[Data for review — start]
PR #546, opened 2024-12-13
fix(luasnip): Add snippets with ft="all" to completion

kunzaatko:
Luasnip enables to add snippets for all filetypes. These are not added to the completion list. This should be fixed with
this PR.

### DIFF
--- a/README.md
+++ b/README.md
@@ -674,6 +674,14 @@ MiniDeps.add({
       luasnip = {
         name = 'Luasnip',
         module = 'blink.cmp.sources.luasnip',
+        opts = {
+          -- Whether to use show_condition for filtering snippets
+          use_show_condition = true,
+          -- Whether to show autosnippets in the completion list
+          show_autosnippets = true,
+          -- Snippet filetypes to always include in the completion list
+          global_snippets = { 'all' },
+        }
       },
       buffer = {
         name = 'Buffer',
--- a/lua/blink/cmp/sources/luasnip.lua
+++ b/lua/blink/cmp/sources/luasnip.lua
@@ -1,6 +1,7 @@
----@class blink.cmp.LuasnipSourceOptions
----@field use_show_condition? boolean Whether to use show_condition for filtering snippets
----@field show_autosnippets? boolean Whether to show autosnippets in the completion list
+--- @class blink.cmp.LuasnipSourceOptions
+--- @field use_show_condition? boolean Whether to use show_condition for filtering snippets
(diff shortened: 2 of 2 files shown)


soifou:
Your proposal sounds great but I noticed that the current implementation doesn’t include any `all` snippets.

I suggest the following alternative, which achieves what you want:

```diff
diff --git a/lua/blink/cmp/sources/luasnip.lua b/lua/blink/cmp/sources/luasnip.lua
index 587ef2a..b9c6524 100644
--- a/lua/blink/cmp/sources/luasnip.lua
+++ b/lua/blink/cmp/sources/luasnip.lua
@@ -36,13 +36,22 @@ function source:get_completions(ctx, callback)
   local ft = vim.bo.filetype

   if not self.items_cache[ft] then
+    local luasnip = require('luasnip')
+
     --- @type blink.cmp.CompletionItem[]
     local items = {}

     -- Gather filetype snippets and, optionally, autosnippets
-    local snippets = require('luasnip').get_snippets(ft, { type = 'snippets' })
+    local snippets = vim.list_extend(
+      luasnip.get_snippets('all', { type = 'snippets' }),
+      luasnip.get_snippets(ft, { type = 'snippets' })
+    )
+
     if self.config.show_autosnippets then
-      local autosnippets = require('luasnip').get_snippets(ft, { type = 'autosnippets' })
+      local autosnippets = vim.list_extend(
+        luasnip.get_snippets('all', { type = 'autosnippets' }),
+        luasnip.get_snippets(ft, { type = 'autosnippets' })
+      )
       snippets = require('blink.cmp.lib.utils').shallow_copy(snippets)
       vim.list_extend(snippets, autosnippets)
     end
```

What do you think?

kunzaatko:
Sure :+1: This looks nice. It only differs from my implementation by using `vim.list_extend` instead of `vim.tbl_extend("force", ...)`. I added a commit that uses `list_extend` instead. Is this OK now?

stevenxxiu:
May I suggest extracting `require('luasnip')` into a variable, as this is used many times.

kunzaatko:
I have extracted the `require` call into a variable as suggested.

soifou:
@Saghen [this line](https://github.com/Saghen/blink.cmp/blob/cfd1b7f1b24ed77049d978c0a8813097a6e3acc7/lua/blink/cmp/sources/luasnip.lua#L56) need to be changed to `autosnippets`. I get duplicated snippets now!

Issue #427, opened 2024-12-02
Regression: spurious warnings regarding the new config


chrisgrieser:
Basically the same issue as #370, just for the new config. (nice work on that btw, config feels more logical now)

![Pasted image 2024-12-02 at 21 45 52@2x](https://github.com/user-attachments/assets/88622198-b2a9-4d0c-9900-bc8cb5905608)

Saghen:
Ah yep, sorry about that, I had meant to get to this before releasing. For anyone looking for a quick fix, you can throw in a `---@diagnostic disable missing-fields` (applies to the whole file)

NStefan002:
@Saghen I don't know what your plans are regarding this issue (do you leave it for just before the release or ...), but if you want I'm willing to open a PR that closes this issue.

Saghen:
A PR would be great, thanks! I want to keep all of the config required internally so we would need to copy all the config options into `blink.cmp.$typePartial` (i.e. `blink.cmp.SourceProviderConfigPartial`). Maybe we could have a single file in `/config` that houses all of these so they're not littered around the codebase

Congee:
> Ah yep, sorry about that, I had meant to get to this before releasing. For anyone looking for a quick fix, you can throw in a `---@diagnostic disable: missing-fields` (applies to the whole file)

or use it with `---@diagnostic enable: missing-fields` to apply the rule to the file partially

Saghen:
Yeah I prefer strict types in the individual files for visibility so `types_partial.lua` sounds good

PR #549, opened 2024-12-13
feat(config): add partial types for each config option

NStefan002:
As mentioned in #427, I added all of the partial config definitions to `config/types_partial`. I didn't create a `Partial` pair for very few of them (e.g. `blink.cmp.KeymapConfig`) because all of their fields are already optional. 

If you want me to change something (split this into multiple files / remove fields' comments / etc. ), let me know.

Edit: these are the types after be3e9cf435588b3ff4de7abcb04ec90c812f1871

### DIFF
--- a/lua/blink/cmp/config/init.lua
+++ b/lua/blink/cmp/config/init.lua
@@ -8,11 +8,6 @@
 --- @field snippets blink.cmp.SnippetsConfig
 --- @field appearance blink.cmp.AppearanceConfig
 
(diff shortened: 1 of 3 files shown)


folke:
fyi: a simple way to make a partial of a type is by doing:

`---@class foo.partial: foo,{}`

NStefan002:
@folke Thank you! I had no idea you could do it like that, I'll update it.

Saghen:
Thank you!

PR #556, opened 2024-12-14
feat(config): allow plugins to disable blink for some buffers

folke:
Updated the default `enabled` function so that plugins can disable blink in some buffers.


Saghen:
Would it make sense to use something like `vim.b.completion` so it wouldn't be blink specific?

folke:
Yep, makes sense. Updated!

Issue #555, opened 2024-12-14
cmdline: Multi-argument completions include duplicate prefix


b0o:
### Make sure you have done the following

- [X] I have updated to the latest version of `blink.cmp`
- [X] I have read the README

### Bug Description

Accepting a completion for certain command arguments results in the prefix being prepended to the completion text. For example:

With `:lua`:

1. initial: `:lua vim.no`
2. accept completion for vim.notify
3. actual: `:lua vim.vim.notify`
4. expected: `:lua vim.notify`

With `:set`:

1. initial: `:set ft=lu`
2. accept completion for lua
3. actual: `:set ft=ft=lua`
4. expected: `:set ft=lua`

Similar behavior when completing filepaths e.g. `:e /etc`, lua expression inspecting e.g. `:=vim.notify`, and probably others.

### Relevant configuration

Default settings. Tested with `default`, `super-tab`, and `enter` cmdline mappings presets.

### neovim version

`NVIM v0.11.0-dev-1273+g7a367c6967`

### `blink.cmp` version: branch, tag, or commit

`217f670`

the-fuckin-nobody:
This is a duplicate of #46 and #541, I guess.

b0o:
Ah, thanks, I should have checked more closely.

Issue #541, opened 2024-12-13
`cmdline` completion ignores the existing prefix


kawre:
### Make sure you have done the following

- [X] I have updated to the latest version of `blink.cmp`
- [X] I have read the README

### Bug Description

https://github.com/user-attachments/assets/37127733-c136-4bf1-96b2-04674e6e2644

### neovim version

NVIM v0.11.0-dev-1287+g8f84167c30

### `blink.cmp` version: branch, tag, or commit

f99b03c

kawre:
It would also be great if blink opened the completion window after every space insertion in `cmdline`

kawre:
Also, blink doesn't account for live updates to the completion list. Below is an example with `nvim-cmp`: as soon as the `=` character is inserted, the completion list updates. In blink, you have to reopen the menu.

https://github.com/user-attachments/assets/051db0dd-3d77-4ba0-8f8e-c75b9f16e745

the-fuckin-nobody:
> It would also be great if blink opened the completion window after every space insertion in cmdline

It does open :
![image](https://github.com/user-attachments/assets/0ce03d7e-ad6b-497a-80d7-50603909c426)

the-fuckin-nobody:
> Not in my case then, as shown in the first video provided

Have you blacklisted `whitespace` as triggerchars in the config? Pretty sure  that might be causing it

kawre:
> > Not in my case then, as shown in the first video provided
> 
> Have you blacklisted `' '` as triggerchars in the config? Pretty sure that might be causing it

No, same behavior with default configuration

Saghen:
I've fixed the issues mentioned in the comments, but the main issue is a duplicate of #46

Issue #321, opened 2024-11-12
Incorrect Path Completion Adds Extra Dot for Files/Directories Starting with `.`


lucifer9:
### Make sure you have done the following

- [X] I have updated to the latest version of `blink.cmp`
- [X] I have read the README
[Data for review — finish]
Would you output, unchanged, each line from the start of the records to the line that holds "-- Whether to show", both included and nothing else?

• Exercise response:
PR #546, opened 2024-12-13
fix(luasnip): Add snippets with ft="all" to completion

kunzaatko:
Luasnip enables to add snippets for all filetypes. These are not added to the completion list. This should be fixed with
this PR.

### DIFF
--- a/README.md
+++ b/README.md
@@ -674,6 +674,14 @@ MiniDeps.add({
       luasnip = {
         name = 'Luasnip',
         module = 'blink.cmp.sources.luasnip',
+        opts = {
+          -- Whether to use show_condition for filtering snippets
+          use_show_condition = true,
+          -- Whether to show autosnippets in the completion list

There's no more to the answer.